Zhao Lin, Zou Xuan, Feng Zhihui, Luo Cheng, Liu Jing, Li Hao, Chang Liao, Wang Hui, Li Yuan, Long Jiangang, Gao Feng, Liu Jiankang
The Key Laboratory of Biomedical Information Engineering of Ministry of Education, School of Life Science and Technology, Xi'an Jiaotong University, Xi'an, China; Center for Mitochondrial Biology and Medicine, Frontier Institute of Science and Technology, Xi'an Jiaotong University, Xi'an, China.
The Key Laboratory of Biomedical Information Engineering of Ministry of Education, School of Life Science and Technology, Xi'an Jiaotong University, Xi'an, China; Center for Translational Medicine, Frontier Institute of Science and Technology, Xi'an Jiaotong University, Xi'an, China.
Exp Gerontol. 2014 Aug;56:3-12. doi: 10.1016/j.exger.2014.02.001. Epub 2014 Feb 8.

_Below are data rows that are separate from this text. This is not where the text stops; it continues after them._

PR #267, opened 2022-02-08
Migrating CI to GitHub Actions

### LINKED ISSUE #223: Migrate CI to github actions

nmerket:
Fixes #223.

## Pull Request Description

description here

## Checklist

Not all may apply

- [x] ~~Tests exercising your feature/bug fix (check coverage report on CircleCI build -> Artifacts)~~
- [x] ~~Run a small batch run to make sure it all works (local is fine, unless an Eagle specific feature)~~
- [x] Update PR template
- [x] Update badge


.github/workflows/ci.yml
```diff
@@ -0,0 +1,60 @@
...
+          # stop the build if there are Python syntax errors or undefined names
+          flake8 buildstockbatch --count --select=E9,F63,F7,F82 --show-source --statistics
+          # exit-zero treats all errors as warnings. The GitHub editor is 127 chars wide
+          flake8 buildstockbatch --count --max-line-length=127 --statistics
+      - name: Run PyTest and Coverage
+        run: |
+          pytest --junitxml=coverage/junit.xml --cov=buildstockbatch --cov-report=xml:coverage/coverage.xml --cov-report=html:coverage/htmlreport
+      - name: Test Report
+        uses: mikepenz/action-junit-report@v2.9.1
+        if: ${{ matrix.python-version == '3.9' }}
```
joseph-robertson, line 31: Why Test Report thru Save Docs only for Python 3.9? Just because it's for creating coverage report?

setup.py
```diff
@@ -49,7 +49,7 @@ def run_tests(self):
     long_description_content_type='text/markdown',
     url=metadata['__url__'],
     packages=setuptools.find_packages(),
-    python_requires='>=3.6',
+    python_requires='>=3.7',
```
joseph-robertson, line 52: Plan would be to remove older versions of these from the `python-version` matrix if this gets bumped over time?

.github/workflows/ci.yml
```diff
@@ -0,0 +1,60 @@
...
+          path: coverage/htmlreport/
+      - name: Report coverage to PR
+        uses: 5monkeys/cobertura-action@v12
+        if: ${{ matrix.python-version == '3.9' }}
+        with:
+          path: coverage/coverage.xml
+          repo_token: ${{ secrets.GITHUB_TOKEN }}
+          minimum_coverage: 24
+          fail_below_threshold: true
+      - name: Build documentation
```
joseph-robertson, line 50: I don't understand why this needs to happen here? I thought docs were built automatically with https://readthedocs.org/projects/buildstockbatch/.

.github/workflows/ci.yml
```diff
@@ -0,0 +1,60 @@
...
+    steps:
+      - uses: actions/checkout@v2
+      - uses: actions/setup-python@v2
+        with:
+          python-version: ${{ matrix.python-version }}
+      - name: Install buildstockbatch
+        run: |
+          python -m pip install --progress-bar off --upgrade pip
+          pip install .[dev] --progress-bar off
+      - name: Linting
```
joseph-robertson, line 20: Not required, but you could have corrections committed automatically.

joseph-robertson (approved):
Some minor comments/questions.

Maybe one general thought is: do you want to experiment with running `buildstock_docker` in this PR or in subsequent ones? I wonder if the config's jobs/structure would end up getting modified.

.github/workflows/ci.yml
nmerket: Yeah, just so the coverage report only gets created once, not 4 times.

setup.py
nmerket: Yep. We'll keep this up to date and synced with the supported versions of python. I had to drop 3.6 because the numpy dependency dropped support for python 3.6.

.github/workflows/ci.yml
nmerket: This is so people can download the generated docs from the artifact to ensure they're working right before it gets pushed to RTD. We don't use these for publishing.

.github/workflows/ci.yml
nmerket: That's interesting. I haven't done that. I actually want to switch our linting/formatting to [black](https://github.com/psf/black) but was going to do that as its own PR once a few more things have merged down because it's going to touch _a lot_ of lines of code.

nmerket:
@joseph-robertson as for your larger question about doing some runs with `buildstock_docker` I was thinking about making that part of another PR, just so we can get this one out there. I'd like to talk through with you what we should be testing here vs in the resstock repo.

PR #271, opened 2022-03-08
Apply correct schema for all upgrades

rajeee:
## Pull Request Description

When different upgrades have different set of columns with some some columns having all empty values, the datatype for the columns will not be properly set. This PR fixes the issue by scanning all the results_jobX.json files in the beginning and determines the datatype for all columns. 

## Checklist

Not all may apply


buildstockbatch/postprocessing.py
```diff
@@ -276,25 +319,38 @@ def combine_results(fs, results_dir, cfg, do_timeseries=True):
...
+    if not results_json_files:
         raise ValueError("No simulation results found to post-process.")
 
+    logger.info("Collecting all the columns and datatypes in results_job*.json.gz parquet files.")
+    all_schema_dict = db.from_sequence(results_json_files).map(partial(get_schema_dict, fs)).\
+        fold(lambda x, y: merge_schema_dicts(x, y)).compute()
+    logger.info(f"Got {len(all_schema_dict)} columns")
+    all_results_cols = list(all_schema_dict.keys())
+    all_schema_dict = {to_camelcase(key): value for key, value in all_schema_dict.items()}
+    logger.info(f"Got this schema: {all_schema_dict}\n")
```
nmerket, line 331: Seems unnecessary to print this out. Maybe helpful for debugging, but now that it's working you're probably good to remove this.

nmerket, line 331: Seems unnecessary to print this out. Maybe helpful for debugging, but now that it's working you're probably good to remove this.

```suggestion
```

nmerket (commented):
Looks good. One minor suggestion.

buildstockbatch/postprocessing.py
rajeee: I debated keeping it or removing it. But I kept it because over information (upto a limit!) is better than under information for debugging, and postprocessing.out is kinda used mostly for debugging, so may it's fine to leave? Most users probably don't need to read the postprocessing.out unless they can't find their table in Athena.

nmerket (approved):

PR #273, opened 2022-03-16
New feature: Partitioning

rajeee:
## Pull Request Description

Adds partitioning capability to buildstockbatch postprocessing. And while doing that:

1. Uses dasks 'to_parquet' function to write out the parquet files along with the metadata files. This allows for almost very fast "reading"* of the timeseries files back into dask. (* It doesn't really read the whole file but it saves dask from scanning the file to infer number of columns and column datatypes). 
2. Adds n_procs argument to eagle postprocessing which defaults to 5. We have been using n_procs=1 because of some OOM scare we had, but on testing with new workflow, dask seems to be able to handle n_procs=5 quite easily, so this is the new default. Benchmark below for the difference it can make.
3. Adds more logging in postprocessing workflow. It's a bit quite a bit more verbose but I think it can be valuable for debugging.

image
Comparing the postprocessing time between n_procs=1, n_procs=5 and n_procs=10. Also comparing the upload time to s5cmd. There is a slight incentive to try to switch to s5cmd for upload, and if we do s5cmd on multiple nodes, there is a chance that the upload time can come down further. But, it's not that bad as is either. 
n_procs=10 seems to cause problem with the default 85GB memory nodes. It might work with higher memory nodes. The default for n_procs is chosen to be 5, which works for 85GB nodes.

## Checklist

Not all may apply


rajeee:
Will create a new PR.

Adipogenesis and lipid accumulation during aging have a great impact on the aging process and the pathogenesis of chronic, age-related diseases. However, little is known about the age-related molecular changes in lipid accumulation and the mechanisms underlying them. Here, using 5-month- and 25-month-old rats (young and old, respectively), we found that epididymal fat is the only tissue to accumulate during aging. By testing tissues rich with mitochondria in old and young animals, we found that the old animals had elevated levels of triglycerides in their muscle, heart and liver tissues but not in their kidneys, while, the mRNA level of fatty acid synthase remained unchanged among the four tissues. Regarding lipid catabolism, we determined that the activities of mitochondrial ETC. complexes changed in aged rats (muscle: decreased complex I and V activities; heart: decreased complex I activity; liver: increased complex I and III activities; kidney: decreased complex I and increased complex II activities), while changes in mitochondrial content were not observed in the muscle, heart nor in the liver tissue except increased complex IV and V subunits in aged kidneys. Furthermore, decreased mitochondrial fusion marker Mfn2 and decreased PGC-1α level were observed in the aged muscle, heart and liver but remained unchanged in the kidneys. Down-regulation of Mfn2 with siRNA in 293T cells induced significant mitochondrial dysfunction including decreased oxygen consumption, decreased ATP production, and increased ROS production, followed by increased triglyceride content suggesting a contributing role of decreased mitochondrial fusion to lipid deposit. Meanwhile, judging from autophagy marker p62/SQSTM1 and LC3-II, autophagy was suppressed in the aged muscle, heart and liver but remained unchanged in the kidneys. Taken together, these data suggest that reduction in PGC-1α expression and disruption of mitochondrial dynamics and autophagy might contribute to lipid accumulation during aging.
衰老过程中的脂肪生成和脂质积累对衰老进程以及慢性、与年龄相关疾病的发病机制有重大影响。然而,关于脂质积累中与年龄相关的分子变化及其潜在机制却知之甚少。在此,我们使用5月龄和25月龄大鼠(分别为年轻和年老大鼠),发现附睾脂肪是衰老过程中唯一会积累的组织。通过检测年轻和年老动物富含线粒体的组织,我们发现年老动物的肌肉、心脏和肝脏组织中甘油三酯水平升高,而肾脏中则没有,同时,脂肪酸合酶的mRNA水平在这四个组织中保持不变。关于脂质分解代谢,我们确定老年大鼠线粒体电子传递链(ETC)复合物的活性发生了变化(肌肉:复合物I和V活性降低;心脏:复合物I活性降低;肝脏:复合物I和III活性增加;肾脏:复合物I活性降低,复合物II活性增加),而除了老年肾脏中复合物IV和V亚基增加外,在肌肉、心脏和肝脏组织中未观察到线粒体含量的变化。此外,在老年肌肉、心脏和肝脏中观察到线粒体融合标记物Mfn2减少和PGC-1α水平降低,而在肾脏中保持不变。在293T细胞中用siRNA下调Mfn2会诱导明显的线粒体功能障碍,包括氧气消耗减少、ATP生成减少和活性氧生成增加,随后甘油三酯含量增加,这表明线粒体融合减少对脂质沉积有促进作用。同时,从自噬标记物p62/SQSTM1和LC3-II判断,老年肌肉、心脏和肝脏中的自噬受到抑制,而在肾脏中保持不变。综上所述,这些数据表明PGC-1α表达降低以及线粒体动力学和自噬的破坏可能导致衰老过程中的脂质积累。